- [Your goal]
Copy all of the data that follows without altering a word.

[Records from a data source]
>>>

PR #9389, opened 2025-06-24
Archive cmd improvements

macneale4:
This change has a grab bag of improvements from working with media_wiki database.
1) All table files, not just oldgen, and converted to archives.
2) Updates to the DB are performed incrementally. Each table file conversion results in a swap of tables, allowing for large job termination and not losing all progress
3) Compression workers are parallelized.
4) Revert is incremental, and works on newgen.


coffeegoddd:
@macneale4 __DOLT__
 <table>
</TR>
</TR>
</table>
<table>
<TR><TH>version</TH>
<TH>result</TH>
<TH>total</TH>
</TR>
<TR><TD>ab8bc20</TD>
<TD>ok</TD>
<TD>5937457</TD>
</TR>
</table>
<table>
<TR><TH>version</TH>
<TH>total_tests</TH>
</TR>
<TR><TD>ab8bc20</TD>
<TD>5937457</TD>
</TR>
</table>
<table>
</TR>
<TR><TD>100.0</TD>
</TR>
</table>

go/cmd/dolt/commands/archive.go
```diff
@@ -108,6 +108,15 @@ func (cmd ArchiveCmd) Exec(ctx context.Context, commandStr string, args []string
 	progress := make(chan interface{}, 32)
 	handleProgress(ctx, progress)
 
+	defer func() {
```
reltuk, line 113: Seems much more idiomatic to read until the end of the channel and block on a call to `go handleProgress` returning.

go/store/nbs/archive_build.go
```diff
@@ -39,163 +40,233 @@ import (
...
+		}
+		if isJournalAddr(id) {
+			continue
+		}
 
-					swapMap[arc.hash()] = hash.Parse(id)
-				}
-			}
+		orginTfId := revertMap[id]
+		exists, err := smd.oldGenTableExists(orginTfId)
```
reltuk: This seems misplaced given that we're no longer confined to oldgen.

go/store/nbs/archive_build.go
```diff
@@ -39,163 +40,233 @@ import (
...
-					if err != nil {
-						return err
-					}
+		arc, ok := cs.(archiveChunkSource)
+		if !ok {
+			continue
+		}
+		if isJournalAddr(id) {
+			continue
+		}
```
reltuk: This probably makes more sense immediately after the beginning of the `for` loop. In either case, it will never be true here I don't think – the journal is not an archiveChunkSource.

go/store/nbs/archive_build.go
```diff
@@ -239,46 +310,43 @@ func convertTableFileToArchive(
...
-	if grouped+singles != idx.chunkCount() {
-		// Leaving as a panic. This should never happen.
-		missing := idx.chunkCount() - (grouped + singles)
-		panic(fmt.Sprintf("chunk count mismatch. Missing: %d", missing))
+	chunkCount := grouped + singles
+	if chunkCount != idx.chunkCount() {
+		// Table files can have duplicate chunks, and the archive build will dedupe them. So we do end
+		// up with fewer total chunks in the archive.
+		dupes := idx.chunkCount() - (grouped + singles)
+		progress <- fmt.Sprintf("\nChunk count mismatch. Duplicate chunks: %d\n", dupes)
```
reltuk, line 328: If this is true then we can't use the chnkCnt from the archive file in the unarchive command above in the case that we're able to fast-path it based on the revert map, right?

go/store/nbs/archive_build.go
```diff
@@ -394,42 +463,107 @@ func writeDataToArchive(
...
-			if err != nil {
-				return 0, 0, 0, err
-			}
-			err = arcW.stageZStdChunk(h, dictId, id)
-			if err != nil {
-				return 0, 0, 0, err
+	workCh := make(chan hash.Hash, len(allChunks))
+	resultCh := make(chan compressedChunk, workerCount)
+	errCh := make(chan error, 1)
+	var wg sync.WaitGroup
```
reltuk: This should almost certainly be an errgroup instead. There's no reason to allocate a workCh as large as the HashSet, for example. Something more like:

<<<

- [Your solution]
PR #9389, opened 2025-06-24
Archive cmd improvements

macneale4:
This change has a grab bag of improvements from working with media_wiki database.
1) All table files, not just oldgen, and converted to archives.
2) Updates to the DB are performed incrementally. Each table file conversion results in a swap of tables, allowing for large job termination and not losing all progress
3) Compression workers are parallelized.
4) Revert is incremental, and works on newgen.


coffeegoddd:
@macneale4 __DOLT__
 <table>
</TR>
</TR>
</table>
<table>
<TR><TH>version</TH>
<TH>result</TH>
<TH>total</TH>
</TR>
<TR><TD>ab8bc20</TD>
<TD>ok</TD>
<TD>5937457</TD>
</TR>
</table>
<table>
<TR><TH>version</TH>
<TH>total_tests</TH>
</TR>
<TR><TD>ab8bc20</TD>
<TD>5937457</TD>
</TR>
</table>
<table>
</TR>
<TR><TD>100.0</TD>
</TR>
</table>

go/cmd/dolt/commands/archive.go
```diff
@@ -108,6 +108,15 @@ func (cmd ArchiveCmd) Exec(ctx context.Context, commandStr string, args []string
 	progress := make(chan interface{}, 32)
 	handleProgress(ctx, progress)
 
+	defer func() {
```
reltuk, line 113: Seems much more idiomatic to read until the end of the channel and block on a call to `go handleProgress` returning.

go/store/nbs/archive_build.go
```diff
@@ -39,163 +40,233 @@ import (
...
+		}
+		if isJournalAddr(id) {
+			continue
+		}
 
-					swapMap[arc.hash()] = hash.Parse(id)
-				}
-			}
+		orginTfId := revertMap[id]
+		exists, err := smd.oldGenTableExists(orginTfId)
```
reltuk: This seems misplaced given that we're no longer confined to oldgen.

go/store/nbs/archive_build.go
```diff
@@ -39,163 +40,233 @@ import (
...
-					if err != nil {
-						return err
-					}
+		arc, ok := cs.(archiveChunkSource)
+		if !ok {
+			continue
+		}
+		if isJournalAddr(id) {
+			continue
+		}
```
reltuk: This probably makes more sense immediately after the beginning of the `for` loop. In either case, it will never be true here I don't think – the journal is not an archiveChunkSource.

go/store/nbs/archive_build.go
```diff
@@ -239,46 +310,43 @@ func convertTableFileToArchive(
...
-	if grouped+singles != idx.chunkCount() {
-		// Leaving as a panic. This should never happen.
-		missing := idx.chunkCount() - (grouped + singles)
-		panic(fmt.Sprintf("chunk count mismatch. Missing: %d", missing))
+	chunkCount := grouped + singles
+	if chunkCount != idx.chunkCount() {
+		// Table files can have duplicate chunks, and the archive build will dedupe them. So we do end
+		// up with fewer total chunks in the archive.
+		dupes := idx.chunkCount() - (grouped + singles)
+		progress <- fmt.Sprintf("\nChunk count mismatch. Duplicate chunks: %d\n", dupes)
```
reltuk, line 328: If this is true then we can't use the chnkCnt from the archive file in the unarchive command above in the case that we're able to fast-path it based on the revert map, right?

go/store/nbs/archive_build.go
```diff
@@ -394,42 +463,107 @@ func writeDataToArchive(
...
-			if err != nil {
-				return 0, 0, 0, err
-			}
-			err = arcW.stageZStdChunk(h, dictId, id)
-			if err != nil {
-				return 0, 0, 0, err
+	workCh := make(chan hash.Hash, len(allChunks))
+	resultCh := make(chan compressedChunk, workerCount)
+	errCh := make(chan error, 1)
+	var wg sync.WaitGroup
```
reltuk: This should almost certainly be an errgroup instead. There's no reason to allocate a workCh as large as the HashSet, for example. Something more like:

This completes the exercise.